PR #19, opened 2016-05-26
Overwrite path_helper file on install.

vcsjones:
If the package's installer is run multiple times, the installation
path would be appended for every time the package had been run. This
change overwrites the file initially, and if subsequent paths need
to be added, then those can be appended. This ensures the "dotnet"
path helper file is clean for each install.

Fixes #18.

PR #21, opened 2016-05-26
Remove appending to dotnet paths

### LINKED ISSUE #18: Installing packages appends many times to /etc/paths.d/dotnet
## Steps to reproduce

Run the .pkg for the SDK installer multiple times. Can be the same version, can be different ones.

## Expected  behavior

The `/etc/paths.d/dotnet` file contains a single line to the path of where the CLI tools are run.

## Actual behavior

Every time the package installer is run, another path line is added:

```
/usr/local/share/dotnet
/usr/local/share/dotnet
/usr/local/share/dotnet
/usr/local/share/dotnet
/usr/local/share/dotnet
/usr/local/share/dotnet
/usr/local/share/dotnet
/usr/local/share/dotnet
/usr/local/share/dotnet
..etc
```

I only discovered this because it looks like at some point, the path was once `/usr/local/share/dotnet/bin`, which was getting added to my path and causing problems.

## Environment data
`dotnet --info` output:

>.NET Command Line Tools (1.0.0-preview1-002700)
>
>Product Information:
> Version:     1.0.0-preview1-002700
> Commit Sha:  0336f6bb34

>Runtime Environment:
> OS Name:     Mac OS X
> OS Version:  10.11
> OS Platform: Darwin
> RID:         osx.10.11-x64

blackdwarf:
This fixes appending multiple times to the `/etc/paths.d/dotnet` file for the shared host. 

Fixes #18

/cc @brthor @eerhardt

### DIFF
--- a/packaging/osx/sharedhost/scripts/postinstall
+++ b/packaging/osx/sharedhost/scripts/postinstall
@@ -11,6 +11,6 @@ INSTALL_DESTINATION=$2
 chmod 755 $INSTALL_DESTINATION/dotnet
 
 # Add the installation directory to the system-wide paths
##########
◆ **EXERCISE DIRECTIONS**:
Lines from the beginning of the data above through the line containing "Remove appending to dotnet paths" are to be returned exactly, and no others.

◆ **TASK SOLUTION**:
PR #19, opened 2016-05-26
Overwrite path_helper file on install.

vcsjones:
If the package's installer is run multiple times, the installation
path would be appended for every time the package had been run. This
change overwrites the file initially, and if subsequent paths need
to be added, then those can be appended. This ensures the "dotnet"
path helper file is clean for each install.

Fixes #18.

PR #21, opened 2016-05-26
Remove appending to dotnet paths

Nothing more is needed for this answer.